In some optional implementations of the present embodiment, the pick subunit may be further configured to: performing preset disambiguation operation on triples in the first triplet set; and taking the triples in the first triplet set after the disambiguation operation as target triples.
The device provided by the embodiment of the application effectively utilizes the generation of the triples comprising the subject, the predicate and the object and the extraction of the parallel words comprising the object in the target triples, and realizes the excavation of the father-son relationship between knowledge points.
Referring now to FIG. 6, a schematic diagram of a computer system 600 suitable for use in implementing an electronic device (e.g., information generating terminals 101, 102, 103 shown in FIG. 1) of an embodiment of the present application is shown. The electronic device shown in fig. 6 is only an example and should not impose any limitation on the functionality and scope of use of the embodiments of the present application.
As shown in fig. 6, the computer system 600 includes a Central Processing Unit (CPU) 601, which can perform various appropriate actions and processes according to a program stored in a Read Only Memory (ROM) 602 or a program loaded from a storage section 608 into a Random Access Memory (RAM) 603. In the RAM 603, various programs and data required for the operation of the system 600 are also stored. The CPU 601, ROM 602, and RAM 603 are connected to each other through a bus 604. An input/output (I/O) interface 605 is also connected to bus 604.
The following components are connected to the I/O interface 605: an input portion 606 including a keyboard, mouse, etc.; an output portion 607 including a Cathode Ray Tube (CRT), a Liquid Crystal Display (LCD), and the like, a speaker, and the like; a storage section 608 including a hard disk and the like; and a communication section 609 including a network interface card such as a LAN card, a modem, or the like. The communication section 609 performs communication processing via a network such as the internet. The drive 610 is also connected to the I/O interface 605 as needed. Removable media 611 such as a magnetic disk, an optical disk, a magneto-optical disk, a semiconductor memory, or the like is installed as needed on drive 610 so that a computer program read therefrom is installed as needed into storage section 608.
In particular, according to embodiments of the present disclosure, the processes described above with reference to flowcharts may be implemented as computer software programs.

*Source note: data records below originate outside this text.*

PR #11155, opened 2026-08-02
fix(mtx): resolve sender pre-state before upfront staging

pirapira:
## Summary

The MTx sender staging path treated a missing nonce bit in a cumulative, balance-only account row as a total sender-account miss. For a sender funded by an earlier transaction, this skipped the current transaction's gas/blob upfront debit even though the sender account was present in cumulative state.

This change makes the consumer use the existing `account_resolve_pre_state` routine. It does not add a producer or a new state-resolution strategy: the resolver consults cumulative account writes first, then the authenticated parent state, and returns the balance-only row with the absent parent account's zero nonce.

The execution-specs rule is `_get_pre_tx_account` at `execution-specs` commit `e5a8caf1b`, `src/ethereum/forks/amsterdam/block_access_lists.py:583-600`: look up the address in `pre_tx_accounts` (state through, but not including, the current transaction), then fall back to `pre_state.get_account_optional`. The underlying transaction reader at `src/ethereum/forks/amsterdam/state_tracker.py:199-202` records the read, consults transaction-local writes, and then consults pre-state. Sender nonce/balance validation is the corresponding `fork.py:656-667` check. The producer-versus-consumer diagnosis and its superseding correction are recorded on [#10786](https://github.com/Verified-zkEVM/evm-asm/issues/10786#issuecomment-5154840061).

## Evidence

- Targeted witnesses `00005` and `00017`: 2/2 exact after the change.
- Random-200 A/B, seed `20260802`, fixture tag `tests-zkevm@v0.6.2`, both legs scored 200/200 with zero emulator errors and zero budget classifications.
- Baseline parent: commit `dc48c0e7ccdd84831793eed254278a1124087a94`, ELF `/tmp/easm-current-main-guest-dc48.elf`, SHA256 `32457060160307310a8cc55e105d6f3948668b32c6035b933f250ce45acb6133`: FA=0, FR=19, OK=181.
- Candidate: source commit `339f53668` plus fixpoint layout regeneration commit `000a51474`, ELF `/tmp/easm-main-current/gen-out/regionmap/stateless_guest.elf`, SHA256 `e551d54cf0d9a26bdc92e8d4e3924777ba4c19320d3af7a9449afe60be7f7f50`: FA=0, FR=14, OK=186.
- Delta on the regenerated paired run: five forward flips and zero reverse flips. Forward labels: `00005_test_sufficient_balance_blob_tx_pre_fund_tx_fork_Amsterdam-max_blobs-blockchain_test-sender_init`, `00017_test_sufficient_balance_blob_tx_pre_fund_tx_fork_Amsterdam-single_blob-blockchain_test-sender_in`, `00125_test_sufficient_balance_blob_tx_pre_fund_tx_fork_Amsterdam-max_blobs-blockchain_test-sender_init`, `00157_test_sufficient_balance_blob_tx_pre_fund_tx_fork_Amsterdam-single_blob-blockchain_test-sender_in`, `00187_test_sufficient_balance_blob_tx_pre_fund_tx_fork_Amsterdam-max_blobs-blockchain_test-sender_init`. Reverse list: empty.
- The candidate ELF changed during fixpoint regeneration (`ad9f2d83…` to `e551d54c…`), so both legs were rerun rather than reusing the earlier A/B. The regenerated candidate has `.text=0x063e1c`, `.data=0x5370`, `.bss=0x1c101b80`; `bnf_le_a` remains `0xa3000ee0`. Non-cache `lake build`, `scripts/check-build-parallel.sh`, and `check_guarded_handler_bytes.py` all pass.
- `scripts/eest-ab-compare.py` passed its denominator, digest-join, duplicate-group, and distinct-ELF checks: 195 matched input digests (five duplicate groups covering ten rows), no unmatched rows, and no status regressions.
- Runner for both legs: `/home/zksecurity/evm-asm2/scripts/spike/spike_run`, SHA256 `eaf5345017e71ffe2dbc17e815646d46ea2ee024f5e8890b7901aaa6ec84d9f`.
- Exercise split in the same 200-row manifest, decoded from the framed inputs with execution-specs: 187 transaction-bearing rows take the MTx sender loop (histogram `tx_count=0:13, 1:149, 2:27, 3:5, 4:4, 5:2`); the complement is 13 no-transaction system/withdrawal rows and does not enter sender staging.

The candidate remains unlabelled; merge labeling is left to coordination.


pirapira:
Labelled — build green on retry (the first attempt died in the installer: `lean-action` could not resolve `release.lean-lang.org`, so build and test never ran; that is not a verdict on the change).

**This closes the dominant defect on current main.** A fresh 30-row sample reduced to **2 FRs, both the same mechanism** — twice, across a base change — so this is not one bug among many.

| random-200, seed 20260802, base `dc48c0e7c` | parent `32457060` | candidate `e551d54c` |
|---|---|---|
| FA | 0 | 0 |
| FR | 19 | **14** |
| OK | 181 | **186** |
| errors / budget | 0 / 0 | 0 / 0 |

Forward flips: **00005, 00017, 00125, 00157, 00187**. Reverse: **0** (stated, not inferred). Exercise: **187/200** tx-bearing rows take the MTx sender loop, histogram `{0:13, 1:149, 2:27, 3:5, 4:4, 5:2}`, complement of 13 explained as no-tx system/withdrawal rows.

**The forward set outgrew its witnesses.** 00005 and 00017 were the decoded rows; 00125, 00157 and 00187 came along because they share the mechanism, not because they were targeted. That is the signature of a root-cause fix rather than a row fix — the same defect was sitting under three rows nobody had looked at.

**The repair is delegation, not a new producer.** The guest now reaches `account_resolve_pre_state` (block-cumulative `account_writes`, then parent state), which corresponds to the spec's `_get_pre_tx_account` — `state_tracker.py:199-202`, `block_access_lists.py:583-600`, `fork.py:656-667` at `e5a8caf1b`. Making the deficient path reach an existing working routine is the shape our doctrine asks for; adding a recipient producer would have recreated the duplication that the original unification removed.

**Why that matters here specifically**: the archaeology showed `6601a57da` added `blockVerdictMtxEoaRecipientCredit`, `bb22567a9` removed it while routing recipients through `dispatch_tx_runtime_code`, and `d93877353` completed the shared routing — a unification that dropped a step. The repair therefore belongs on the shared path.

**The route to this fix is worth more than the patch.** The diagnosis moved through five framings in one hour — missing producer, branch-target skip, partial balance-only row (flags 35, bit32, no bit64) with a nonce-gating consumer, the three-commit archaeology, and finally a **disposable candidate** that answered producer-vs-consumer empirically. Each was killed by the next measurement and **none shipped**. Implementing at framing one or two would have produced a green PR burying the real defect underneath it.

**Provenance held through two hazards.** An earlier witness was measured against another agent's tree and was demoted to *discovery, not provenance*. Then the fixpoint regen changed the ELF (`ad9f2d83` → `e551d54c`), so the random-200 was **re-run rather than carried over** — my prediction that a pin regen leaves the image byte-identical was wrong, and the author measured instead of taking it.

pirapira:
## Post-merge random-200 baseline (measurement only)

Run completed on current `main` after the #11153/#11155 merges.

- **repo commit:** `703336c28a2b7c2f240d77f104e96e6281112d73`
- **scope:** 200 uniformly sampled blocks
- **seed:** `4242`
- **backend:** Spike, `--jobs 8`
- **fixture version:** `tests-zkevm@v0.6.2` (`fixtures_zkevm.tar.gz`, 497,764,775 bytes)
- **guest ELF:** `/home/yoichi-bkp/evm-asm-codex2-main-baseline/gen-out/eest-run/post-merge-random200-4242/stateless_guest.elf`
- **guest ELF SHA-256:** `c16ff50d559342d5f177db12dbc2afe002519397951f9ee512d61b802e7441a4`
- **runner:** `/home/yoichi-bkp/evm-asm-codex2-main-baseline/scripts/spike/spike_run`
- **runner SHA-256:** `5b383a7702fb05dea16a2cc37dc313b82491fdf194f39c12306cb387a5a2b6b0`
- **run directory:** `/home/yoichi-bkp/evm-asm-codex2-main-baseline/gen-out/eest-run/post-merge-random200-4242`
- **build mode:** guest built in the detached current-main worktree; no `--no-build` or guest override; worktree clean

### Result

```
FA=0  FR=8  errors=0  budget=0
full=192/200  root=200/200  succ=192/200  tail=200/200
```

All eight mismatches were false rejects (guest success bit 0 vs expected 1); there were no false accepts, emulator errors, or step-budget classifications. This is a baseline record only; the FR rows were not investigated.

For example, embodiments of the present disclosure include a computer program product comprising a computer program embodied on a computer readable medium, the computer program comprising program code for performing the method shown in the flowcharts. In such an embodiment, the computer program may be downloaded and installed from a network through the communication portion 609, and/or installed from the removable medium 611. The above-described functions defined in the system of the present application are performed when the computer program is executed by a Central Processing Unit (CPU) 601.
It should be noted that the computer readable medium shown in the present application may be a computer readable signal medium or a computer readable storage medium, or any combination of the two. The computer readable storage medium can be, for example, but not limited to, an electronic, magnetic, optical, electromagnetic, infrared, or semiconductor system, apparatus, or device, or a combination of any of the foregoing. More specific examples of the computer-readable storage medium may include, but are not limited to: an electrical connection having one or more wires, a portable computer diskette, a hard disk, a Random Access Memory (RAM), a read-only memory (ROM), an erasable programmable read-only memory (EPROM or flash memory), an optical fiber, a portable compact disc read-only memory (CD-ROM), an optical storage device, a magnetic storage device, or any suitable combination of the foregoing. In the context of this document, a computer readable storage medium may be any tangible medium that can contain, or store a program for use by or in connection with an instruction execution system, apparatus, or device. In the present application, however, a computer-readable signal medium may include a data signal propagated in baseband or as part of a carrier wave, with computer-readable program code embodied therein. Such a propagated data signal may take any of a variety of forms, including, but not limited to, electro-magnetic, optical, or any suitable combination of the foregoing. A computer readable signal medium may also be any computer readable medium that is not a computer readable storage medium and that can communicate, propagate, or transport a program for use by or in connection with an instruction execution system, apparatus, or device. Program code embodied on a computer readable medium may be transmitted using any appropriate medium, including but not limited to: wireless, wire, fiber optic cable, RF, etc., or any suitable combination of the foregoing.
Computer program code for carrying out operations of the present application may be written in one or more programming languages, including an object oriented programming language such as Java, smalltalk, C ++ and conventional procedural programming languages, such as the "C" programming language or similar programming languages. The program code may execute entirely on the user's computer, partly on the user's computer, as a stand-alone software package, partly on the user's computer and partly on a remote computer or entirely on the remote computer or information storage end. In the case of a remote computer, the remote computer may be connected to the user's computer through any kind of network, including a Local Area Network (LAN) or a Wide Area Network (WAN), or may be connected to an external computer (for example, through the Internet using an Internet service provider).
The flowcharts and block diagrams in the figures illustrate the architecture, functionality, and operation of possible implementations of systems, methods and computer program products according to various embodiments of the present application. In this regard, each block in the flowchart or block diagrams may represent a module, segment, or portion of code, which comprises one or more executable instructions for implementing the specified logical function(s). It should also be noted that, in some alternative implementations, the functions noted in the block may occur out of the order noted in the figures. For example, two blocks shown in succession may, in fact, be executed substantially concurrently, or the blocks may sometimes be executed in the reverse order, depending upon the functionality involved. It will also be noted that each block of the block diagrams or flowchart illustration, and combinations of blocks in the block diagrams or flowchart illustration, can be implemented by special purpose hardware-based systems which perform the specified functions or acts, or combinations of special purpose hardware and computer instructions.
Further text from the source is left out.